Other areas where UAVs might show applications is in meteorology with swarms of small robot planes taking up the dangerous task of storm chasing as well as being able to take measurements in situations where using conventionally piloted aircraft isn't feasible.
Another job is prospecting with drone aircraft conducting surveys for oil, gas and minerals. It goes without saying that UAVs are excellent platforms for cartography and geophysical and photometric surveying, allowing an aerial perspective that archaeologists, for one, could only dream of a few years ago. They can also be used for data relays or for inspection and maintenance of bridges and other structures.
But the real question is, are UAVs any good at delivering pizzas? At least one company has tried this as part of a promotion, but a restaurant in London did them one better with flying waiters to deliver sushi burgers. These may be novelties, but they illustrate the almost limitless potential of the technology.
The US Army is already using unmanned helicopters for hauling cargo in Afghanistan and it may not be that far off before we see them taking up some of the load at home from trucks. In the meantime, there’s always the UAV as personal assistant and dance partner, which would be doubly impressive if it was mind-controlled.
All of this seems like a technology shooting off in a thousand different directions with every sort of fixed wing or copter imaginable whizzing about in a chaos of invention, but the UAV revolution is much simpler, though with great implications. It’s less a matter of what’s in the UAV than what isn't.
We tend to think of a pilot as being indispensable for a plane, but in many respects, he’s a liability. A human being takes up space, needs somewhere to sit, air to breathe, the right temperature and pressure, and needs readouts and controls to operate the aircraft. All of these take up space, add weight, and use power.
Worse, humans are rather fragile. Acceleration at five times the force of gravity or “Gs” can render an unprotected pilot unconscious. Even two Gs can cause a blackout if it’s in such a direction that it causes the blood to rush to the head. You can do a lot to prevent this with proper seating and special inflatable trousers to keep the blood from pooling in the feet while making a fast bank, but there are limits and those limits are reflected in the performance of the aircraft.
Now imagine taking the pilot out. There’s no more need for life support, seats, control systems, readouts or even something as simple as a latch that opens from the inside. All that weight and space is saved. This allows the UAV to be much smaller and lighter. A perfect example of this is the hobbyist’s quadcopter. Being remote controlled, it doesn't need to be able to lift the pilot, so it’s possible to make a drone so tiny that it rivals a hummingbird, remain in the air as long as the fuel holds out, and go where it would be impossible or far too dangerous to send a person.

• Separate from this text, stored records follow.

Issue #760, opened 2024-08-07
tblproperties and Comment are not updated for incremental


elca-anh:
### Describe the bug
My use case is a model with materialization 'incremental'. Model already exists. I am adding tblproperties option to be able to set delta.dataSkippiongStatsColumn. This property is not set.
However, if I run a full refresh, the property is set.
Since I checked similar behavior for the Comment that is not updated in Unity Catalog.

### Steps To Reproduce
- Set or update tblproperties/comment on an existing incremental model
- dbt run
- Check in Databricks (DESC DETAIL table) or in the Databricks UI (for the comment) that the property is not set/updated

### Expected behavior
Detect creation or update of the tblproerties and apply those.

Looking at dbt-databricks\dbt\adapters\databricks\relation_configs\incremental.py, config_components only contains TagsProcessor, 

But: 
- the materialized_view's config_components contains [PartitionedByProcessor, CommentProcessor, TblPropertiesProcessor, RefreshProcessor,    QueryProcessor], 
- the streaming_table's  config_components contains [PartitionedByProcessor, CommentProcessor,        TblPropertiesProcessor,  RefreshProcessor]. 

But I am not sure how those are applied. For example I see that liquid clustering is applied specifically by  dbt-databricks\dbt\include\databricks\macros\relations\liquid_clustering.sql
I also see that tblproperties are only updated for Python (apply_tblproperties_python) in dbt-databricks\dbt\include\databricks\macros\materializations\incremental\incremental.sql

### System information
**The output of `dbt --version`:**
```
Core: 1.8.4
Databricks: 1.8.4
Spark: 1.8.0
```

**The operating system you're using:**

Windows

**The output of `python --version`:**

Python 3.10

benc-db:
I thought I had already addressed this for tblproperties, but apparently not.  I believe there is currently a PR for fixing it for table comments (should already work for column comments).

benc-db:
Thanks for reporting.

PR #765, opened 2024-08-12
Update tblproperties on incremental runs

benc-db:
Addresses #760 (doesn't fully resolve because 760 also discusses comment updates)

### Description

Incremental tables have not been updating tblproperties on incremental runs.  This PR adds support for add/replace tblproperties on incremental run.  Delete was tested, but too risky/complicated, as Databricks sets some tblproperties for tables on its own.

### Checklist

### DIFF
--- a/dbt/adapters/databricks/impl.py
+++ b/dbt/adapters/databricks/impl.py
@@ -817,4 +817,5 @@ class IncrementalTableAPI(RelationAPIBase[IncrementalTableConfig]):
 
         if not relation.is_hive_metastore():
             results["information_schema.tags"] = adapter.execute_macro("fetch_tags", kwargs=kwargs)
+        results["show_tblproperties"] = adapter.execute_macro("fetch_tbl_properties", kwargs=kwargs)
         return results
--- a/dbt/adapters/databricks/relation_configs/incremental.py
+++ b/dbt/adapters/databricks/relation_configs/incremental.py
@@ -5,10 +5,11 @@ from dbt.adapters.databricks.relation_configs.base import DatabricksComponentCon
 from dbt.adapters.databricks.relation_configs.base import DatabricksRelationChangeSet
 from dbt.adapters.databricks.relation_configs.base import DatabricksRelationConfigBase
 from dbt.adapters.databricks.relation_configs.tags import TagsProcessor
+from dbt.adapters.databricks.relation_configs.tblproperties import TblPropertiesProcessor
 
 
 class IncrementalTableConfig(DatabricksRelationConfigBase):
-    config_components = [TagsProcessor]
+    config_components = [TagsProcessor, TblPropertiesProcessor]
 
     def get_changeset(
         self, existing: "IncrementalTableConfig"
--- a/dbt/adapters/databricks/relation_configs/tags.py
+++ b/dbt/adapters/databricks/relation_configs/tags.py
@@ -22,7 +22,9 @@ class TagsConfig(DatabricksComponentConfig):
         for k in other.set_tags.keys():
             if k not in self.set_tags:
                 to_unset.append(k)
-        return TagsConfig(set_tags=self.set_tags, unset_tags=to_unset)
+        if self.set_tags or to_unset:
+            return TagsConfig(set_tags=self.set_tags, unset_tags=to_unset)
+        return None
 
 
 class TagsProcessor(DatabricksComponentProcessor[TagsConfig]):
--- a/dbt/include/databricks/macros/materializations/incremental/incremental.sql
+++ b/dbt/include/databricks/macros/materializations/incremental/incremental.sql
@@ -38,6 +38,10 @@
     {%- endcall -%}
     {% do persist_constraints(target_relation, model) %}
     {% do apply_tags(target_relation, tags) %}
+    {%- if language == 'python' -%}
+      {%- do apply_tblproperties(target_relation, tblproperties) %}
+    {%- endif -%}
+
     {% do persist_docs(target_relation, model, for_relation=language=='python') %}
   {%- elif existing_relation.is_view or existing_relation.is_materialized_view or existing_relation.is_streaming_table or should_full_refresh() -%}
     {#-- Relation must be dropped & recreated --#}
@@ -96,9 +100,13 @@
     {%- endif -%}
     {% do apply_liquid_clustered_cols(target_relation) %}
     {% if _configuration_changes is not none %}
-      {% set tags = _configuration_changes.changes["tags"] %}
+      {% set tags = _configuration_changes.changes.get("tags", None) %}
+      {% set tblproperties = _configuration_changes.changes.get("tblproperties", None) %}
       {% if tags is not none %}
         {% do apply_tags(target_relation, tags.set_tags, tags.unset_tags) %}
+      {%- endif -%}
+      {% if tblproperties is not none %}
+        {% do apply_tblproperties(target_relation, tblproperties.tblproperties) %}
       {%- endif -%}
     {%- endif -%}
     {% do persist_docs(target_relation, model, for_relation=True) %}
@@ -106,7 +114,6 @@
 
   {% set should_revoke = should_revoke(existing_relation, full_refresh_mode) %}
   {% do apply_grants(target_relation, grant_config, should_revoke) %}
-  {% do apply_tblproperties_python(target_relation, tblproperties, language) %}
   {% do optimize(target_relation) %}
 
   {{ run_hooks(post_hooks) }}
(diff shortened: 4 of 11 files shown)


benc-db:
Adding Eric, Yunbo to review since Jacky is out.  I will comment the code so that you have some context.

dbt/adapters/databricks/impl.py
```diff
@@ -817,4 +817,5 @@ def _describe_relation(
 
         if not relation.is_hive_metastore():
             results["information_schema.tags"] = adapter.execute_macro("fetch_tags", kwargs=kwargs)
+        results["show_tblproperties"] = adapter.execute_macro("fetch_tbl_properties", kwargs=kwargs)
```
benc-db, line 820: Core idea with MV/ST and now incremental is to check for what's in Databricks and compare against what is configured in dbt project.  This is grabbing the tblproperties from the table that has already been deployed to check if they have changed.

dbt/adapters/databricks/relation_configs/incremental.py
```diff
@@ -5,10 +5,11 @@
 from dbt.adapters.databricks.relation_configs.base import DatabricksRelationChangeSet
 from dbt.adapters.databricks.relation_configs.base import DatabricksRelationConfigBase
 from dbt.adapters.databricks.relation_configs.tags import TagsProcessor
+from dbt.adapters.databricks.relation_configs.tblproperties import TblPropertiesProcessor
 
 
 class IncrementalTableConfig(DatabricksRelationConfigBase):
-    config_components = [TagsProcessor]
+    config_components = [TagsProcessor, TblPropertiesProcessor]
```
benc-db, line 12: Previously we only handled Tags this way (i.e. this is a new approach to updating the metadata of incremental tables).  This structure checks for each configured component to see if there are any metadata changes.

dbt/adapters/databricks/relation_configs/tags.py
```diff
@@ -22,7 +22,9 @@ def get_diff(self, other: "TagsConfig") -> Optional["TagsConfig"]:
         for k in other.set_tags.keys():
             if k not in self.set_tags:
                 to_unset.append(k)
-        return TagsConfig(set_tags=self.set_tags, unset_tags=to_unset)
+        if self.set_tags or to_unset:
```
benc-db, line 25: I realized while testing that we were potentially issuing alter statements that were unneeded.  This says only return a diff if we are either setting or unsetting some tags.

dbt/include/databricks/macros/materializations/incremental/incremental.sql
```diff
@@ -38,6 +38,10 @@
     {%- endcall -%}
     {% do persist_constraints(target_relation, model) %}
     {% do apply_tags(target_relation, tags) %}
+    {%- if language == 'python' -%}
```
benc-db, line 41: If were a creating a new table (rather than incremental), we need to apply tblproperties to python models, since for now there is no python API to use.

dbt/include/databricks/macros/materializations/incremental/incremental.sql
```diff
@@ -94,16 +98,19 @@
     {%- endif -%}
     {% do apply_liquid_clustered_cols(target_relation) %}
     {% if _configuration_changes is not none %}
-      {% set tags = _configuration_changes.changes["tags"] %}
+      {% set tags = _configuration_changes.changes.get("tags", None) %}
```
benc-db, line 101: Now that we have two possible changes, we need to be able to check for presence of one or the other in the change set.

dbt/include/databricks/macros/materializations/table.sql
```diff
@@ -29,8 +29,9 @@
 
   {% set should_revoke = should_revoke(old_relation, full_refresh_mode=True) %}
   {% do apply_grants(target_relation, grant_config, should_revoke) %}
-  {% do apply_tblproperties_python(target_relation, tblproperties, language) %}
-
+  {% if language=="python" %}
+    {% do apply_tblproperties(target_relation, tblproperties) %}
```
benc-db, line 33: Previously we only used alter statements to apply tblproperties to python models.  Now we reuse this macro for other things.

dbt/include/databricks/macros/relations/tblproperties.sql
```diff
@@ -13,10 +13,14 @@
   {%- endif %}
 {%- endmacro -%}
 
-{% macro apply_tblproperties_python(relation, tblproperties, language) -%}
-  {%- if tblproperties and language == 'python' -%}
-    {%- call statement('python_tblproperties') -%}
-      alter table {{ relation }} set {{ tblproperties_clause() }}
+{% macro apply_tblproperties(relation, tblproperties) -%}
```
benc-db, line 16: Construct the ALTER statement SQL

tests/functional/adapter/incremental/fixtures.py
```diff
@@ -1,3 +1,6 @@
+from dbt.adapters.databricks.relation_configs import tblproperties
```
benc-db, line 1: This file has test fixtures for incremental tests.

tests/functional/adapter/incremental/fixtures.py
```diff
@@ -75,6 +78,36 @@
         - name: color
 """
 
+tblproperties_a = """
```
benc-db, line 81: Tblproperties tests/fixtures looks nearly identical to Tags tests/fixtures because their syntax and behavior is currently the same.

tests/functional/adapter/incremental/test_incremental_tblproperties.py
```diff
@@ -0,0 +1,51 @@
...
+    # For now, only add/change, no deletes
+    def test_changing_tblproperties(self, project):
+        util.run_dbt(["run"])
+        util.write_file(fixtures.tblproperties_b, "models", "schema.yml")
+        util.run_dbt(["run"])
+        results = project.run_sql(
+            "show tblproperties {database}.{schema}.merge_update_columns_sql",
+            fetch="all",
+        )
+        results_dict = {}
```
benc-db, line 23: This test only asserts that the tblproperties that we set have been added/updated.  Databricks has been increasing the number of tblproperties that get set automatically, so not safe to assert that these are the only tblproperties on the table.

tests/functional/adapter/incremental/test_incremental_tblproperties.py
```diff
@@ -0,0 +1,51 @@
...
+        for result in results:
+            results_dict[result.key] = result.value
+        assert results_dict["c"] == "e"
+        assert results_dict["d"] == "f"
+
+
+@pytest.mark.skip_profile("databricks_cluster")
+class TestIncrementalPythonTblproperties:
```
benc-db, line 31: Verify that we haven't broken anything with Python model tblproperty support.

dbt/adapters/databricks/relation_configs/incremental.py
elca-anh: Shouldn't we also fix the update of the table comment?

benc-db: I need to double check, but I think the PR that I merged from @henlue yesterday could fix the incremental table comment issue.  If not, I'll send another PR to address that.

henlue: Yes the incremental table comments were fixed as part of my PR. However, they are updated on every incremental run, whether or not they are already present in databricks.

benc-db: I think that is fine.  We check for diffs on column comments because we can take one action to save us from many (updating every column).  For tblproperties, we could similarly update without checking, but if I ever do move to add deletes (would kind of require Databricks to stop writing tblproperties internally), it will be good to have the checking logic in place.

dbt/include/databricks/macros/materializations/table.sql
```diff
@@ -29,8 +29,9 @@
...
+  {% endif %}
   {%- do apply_tags(target_relation, tags) -%}
 
   {% do persist_docs(target_relation, model, for_relation=language=='python') %}
```
coetzeevs, line 37: @benc-db sorry for going back into a closed PR - but I'm curious, why only do persist_docs if the language is 'python' and the materialisation is table?

coetzeevs: To more clear about the "why" behind my question: we're materialising a model as a table in Databricks and I've been trying to understand why the persist_docs behaviour isn't yielding what I'd expect (i.e. persisted documentation).

benc-db: for_relation flag says apply a model-level comment.  For SQL models, we apply the model-level comment in the table create SQL, so we only need to persist it after table create for python models.

coetzeevs: Thank you for clarifying, really appreciate it.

And it’s not just size. For now, engineers are happy if a combat drone like the X-47B can operate as well as a manned aircraft. But what about when they realize that there’s no pilot inside that needs protecting? The UAV of the future will be able to accelerate and turn in a way that would be lethal for a human pilot – and may not even be possible for one on the ground to control without an onboard computer’s aid. It may be that the Top Gun of the 21st century is an artificial intelligence.
All of this brings us back to the Jetstream test. With all these potential applications and advancements, what does a flight from Lancashire to Scotland and back have that others don’t. Quite simply, it illustrates that the civilian UAV revolution isn't on its way, it’s already here. That’s because what ASTRAEA did with the Jetstream wasn't about fitting it with something radical. Instead, the engineers took the technology that was already in the Jetstream and took it a step further.
When someone mentions “UAV,” it brings to mind images of quadcopters with batteries that last less than an hour or motorcycle-sized helicopters, or maybe military drones like a Predator, which is about the size of conventional plane, but looks like a blind monster. In each case, it seems as if the UAV is playing catch up with where the aerospace industry was decades ago.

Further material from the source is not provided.